Раздел был крайне неравномерным. Мы видели, что Галерий принял предосторожность, назначив Цезарей, которые находились в его зависимости. Таким образом, хотя есть некоторые указания на то, что Север был предназначен играть по отношению к Констанцию ту же роль, которую сам Констанций играл по отношению к Максимиану, в действительности этот Цезарь получал приказы от Галерия. Констанций сохранил только свой прежний удел – Галлию, Испанию и Британию. Галерию досталось всё остальное, и он управлял Иллирией, Фракией и Азией лично, Италией и Африкой – через Севера, Востоком и Египтом – через Максимина.

Народы, подчинённые законам Констанция, могли считать себя счастливыми. Он уже обеспечил их благоденствие, находясь в ранге, который обязывал его к некоторой зависимости. Когда же он стал отвечать за свои действия только перед собой, он умножил общественное благополучие, полностью раскрыв всю мягкость и доброту своего характера. Гонения на христиан полностью прекратились в землях, подвластных ему; и пример справедливости Констанция был воспринят Севером, который, вероятно, считая себя обязанным проявлять к нему уважение или, возможно, сам испытывая отвращение к жестокостям, совершаемым над столькими невинными, даровал мир церквям Италии и Африки.
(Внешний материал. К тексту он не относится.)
PR #994, opened 2015-09-18
Module for managing OS X launchd (system/launchd)

multimac:
Created this module for managing launchd on OS X via launchctl. This removes the need for fumbling around with the command/shell module to manage jobs in launchd. It also correctly reports whether the system was changed (jobs loaded/unloaded/started/stopped/etc.).

It's currently built for the OS X 10.10 version of launchd, as major changes were made between this and the 10.9 version.


multimac:
Closing due to messed up commit history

В целом все подданные Констанция наслаждались спокойной и счастливой жизнью под властью приветливого, близкого к народу правителя, который желал, чтобы города и частные лица богатели под его управлением, и который открыто заявлял, что предпочитает видеть деньги государства распределёнными между многими, чем собранными в одной казне. В связи с этим принципом вспоминается соответствующий эпизод, который я рассказывал о нём при Диоклетиане. Этот добрый правитель, уверенный в том, что его любят и уважают за его добродетели, был настолько далёк от роскоши и так ценил простоту, что, когда ему приходилось устраивать большой пир, он одалживал серебряную посуду у своих друзей для сервировки стола.

Счастье этих благополучных провинций становилось ещё дороже для них при сравнении с бедствиями, которые терпели области, подвластные Галерию. Нет ничего ужаснее описания, которое мы находим у Лактанция [2], тирании этого варварского правителя. Ему было мало подражать роскоши персидских царей и желать, подобно им, быть обожествляемым и повелевать лишь рабами. К самому отвратительному деспотизму он присоединял жестокость, превосходившую жестокость Нерона. Самые ужасные казни применялись им за малейшие провинности, и это без различия рангов или лиц. Он предавал кресту и огню самых знатных вельмож. Простое отсечение головы было милостью, которая оказывалась лишь тем, кого важные заслуги делали достойными. Знатных дам запирали в мастерские рабынь, чтобы принуждать их к тяжёлому труду. Галерий находил жестокое удовольствие в том, чтобы бросать людей на растерзание огромным медведям, которых он собрал и держал в своём дворце. Он привык применять все эти ужасы против христиан и распространял их без разбора на всех, кто имел несчастье ему не угодить.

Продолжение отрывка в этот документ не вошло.